El título de la novela viene envuelto en paranoia. Si de niños tenemos amigos imaginarios, de adultos nos inventamos enemigos imaginarios. De niños, la profunda necesidad de ser aceptados nos fuerza a las convenciones de la amistad sin tapujos, pudor, o intermediarios, incluso con seres que no existen. De adulto, la amistad a menudo viene mediada por cortocircuitos y protocolos que necesariamente terminan por acotarla: el trabajo, la familia, los cansancios. Son esas zonas las que permiten los encuentros con enemigos que no existen, pues de adultos no sólo hemos aprendido a desconfiar, sino a responder nuestras propias preguntas. A menudo, los adultos piensan que la experiencia puede sustituir a la conversación.
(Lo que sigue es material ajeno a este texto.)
PR #944, opened 2021-11-08
DDP-7103 picklist question for study builder (options editor w/o groups)

aglushko-broad:
image
image
image


ddp-workspace/projects/study-builder-ui/src/app/components/picklist-question-block/picklist-question-block.component.ts
```diff
@@ -0,0 +1,77 @@
...
+    ngOnInit(): void {
+        this.angularClientBlock$ = this.definitionBlock$.pipe(
+            tap(defBlock => console.log('getting defblock: %o', defBlock)),
+            filter(block => !!block),
+            map(defBlock => this.buildFromDef(defBlock)));
+    }
+
+    private buildFromDef(defBlock: QuestionBlockDef<PicklistQuestionDef>): ActivityPicklistQuestionBlock {
+        // todo replace mock options with custom options once options control would be added
+        const text1 = new SimpleTemplate(this.factory.createBlankTemplate());
```
alextanlan: Suggest extracting  options set logic (line 36-42) into a separate method, 
like `const options = this.getOptions()`.
What do you think?

ddp-workspace/projects/study-builder-ui/src/app/components/picklist-question-block/picklist-question-block.component.ts
```diff
@@ -0,0 +1,77 @@
...
+        const questionDef = defBlock.question;
+        newClientBlock.selectMode = questionDef.selectMode;
+        newClientBlock.renderMode = questionDef.renderMode;
+        newClientBlock.isRequired = questionDef.validations.some(val => val.ruleType === 'REQUIRED');
+        newClientBlock.stableId = questionDef.stableId;
+        newClientBlock.question = new SimpleTemplate(questionDef.promptTemplate).getTranslationText(this.config.defaultLanguageCode);
+        newClientBlock.picklistLabel =
+            new SimpleTemplate(questionDef.picklistLabelTemplate).getTranslationText(this.config.defaultLanguageCode);
+        newClientBlock.picklistOptions =
+            // questionDef.picklistOptions.map(picklistOption => this.convertOptionDefToActivityOption(picklistOption));
```
alextanlan: Is the commented line still needed?

ddp-workspace/projects/study-builder-ui/src/app/components/picklist-question-block/picklist-question-block.component.ts
```diff
@@ -0,0 +1,77 @@
...
+        text2.setTranslationText(this.config.defaultLanguageCode, 'test2');
+        const options: PicklistOptionDef[] =
+            [{stableId: 'test1', optionLabelTemplate: text1}, {stableId: 'test2', optionLabelTemplate: text2}];
+
+
+        const newClientBlock = new ActivityPicklistQuestionBlock();
+        const questionDef = defBlock.question;
+        newClientBlock.selectMode = questionDef.selectMode;
+        newClientBlock.renderMode = questionDef.renderMode;
+        newClientBlock.isRequired = questionDef.validations.some(val => val.ruleType === 'REQUIRED');
```
alextanlan, line 40: _**#optional**_
Perhaps, it is worth keeping all ruleTypes as an enum in order not to have lots of string values in code. 
(`'REQUIRED'` here)

ddp-workspace/projects/study-builder-ui/src/app/components/picklist-question-block/picklist-question-block.component.ts
aglushko-broad: I'm going to remove this mock logic in the next PR :)

alextanlan (dismissed):

ddp-workspace/projects/study-builder-ui/src/app/components/picklist-question-block/picklist-question-block.component.ts
aglushko-broad: that looks like you're checking the outdated version...

ddp-workspace/projects/study-builder-ui/src/app/components/picklist-question-block/picklist-question-block.component.ts
aglushko-broad: that can be a good place for improvement. I'll create enum in the next PR

MocanaAtBroad:
This looks really good! Seeing the picklist question change from a checkbox list to a dropdown to checkbox list with just single clicks is really cool. The dragging of the options to change the order also works very nicely!

MocanaAtBroad:
One improvement we should pursue here is to prevent or flag entry errors. I'll put them in separate comments
The stable ids for the options. For them to be "correct" they need to be unique within the question, i.e. if there is stableid "one" you can not have another option with stableid "one".
Don't think we need to do anything fancy to show the validation beyond whatever Material gives us . Turning one (or both. Does not matter red with a short message is plenty).

MocanaAtBroad:
Another improvement is to filter out "Render Modes" that are not supported by the selected "Select Mode", e.g., if "Multiple" is the "Select Mode", we should hide "Autocomplete list" as we only support selection one option. (just side comment: I was surprised that "Dropdown" supports  Multiple Select Mode!).
Do something reasonable if they do something like click "Single" , click "Autocomplete list" and then click "Multiple" (and therefore creating a combination we are saying is invalid). Just default to one of the Render Modes that work Single and Multiple. Or something else that makes sense.

MocanaAtBroad:
**We might have to bring over some translations to the study builder project?  (note the label the "Other" option in preview panel:**


Screen Shot 2021-11-16 at 6 07 35 PM
l)

aglushko-broad:
> Another improvement is to filter out "Render Modes" that are not supported by the selected "Select Mode", e.g., if "Multiple" is the "Select Mode", we should hide "Autocomplete list" as we only support selection one option. (just side comment: I was surprised that "Dropdown" supports Multiple Select Mode!). Do something reasonable if they do something like click "Single" , click "Autocomplete list" and then click "Multiple" (and therefore creating a combination we are saying is invalid). Just default to one of the Render Modes that work Single and Multiple. Or something else that makes sense.

I'm thinking about not filtering out but disabling select mode/render mode if selected render mode/select mode doesn't support it. If we need to disabled mode is currently selected we just unselect it.

aglushko-broad:
> **We might have to bring over some translations to the study builder project? (note the label the "Other" option in preview panel:**
> 
> Screen Shot 2021-11-16 at 6 07 35 PM l)

I tried it but in order internatialization factory has a dependency logging service which requires stackDriver which requires vault configuration...

MocanaAtBroad (approved):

Pablo Berthely entiende que a su personaje principal, Emilio, no le aterra tanto la idea de ser padre, sino las posibilidades de que algo salga mal: es decir, los enemigos imaginarios que nos inventamos por necesidad, sobre todo para cubrir zonas de peligro que emergen desde las profundidades del pasado. Para Emilio, la relación con su padre determinará los derroteros de su concepción de la paternidad y las formas en cómo se relaciona con esa idea. La novela llevará al lector de Barcelona a México y de vuelta, en un viaje al centro de una pregunta, la cuál será diferente para cada vida y para cada ocasión.
Cualquiera me diría que, para los tiempos que corren, una novela sobre la paternidad es añadirle paja al fuego, quemar los campos, y salir corriendo en dirección contraria.
Pablo Berthely, con la paciencia en la mano y sin ánimo destructor, diría que es para volver a verlos crecer.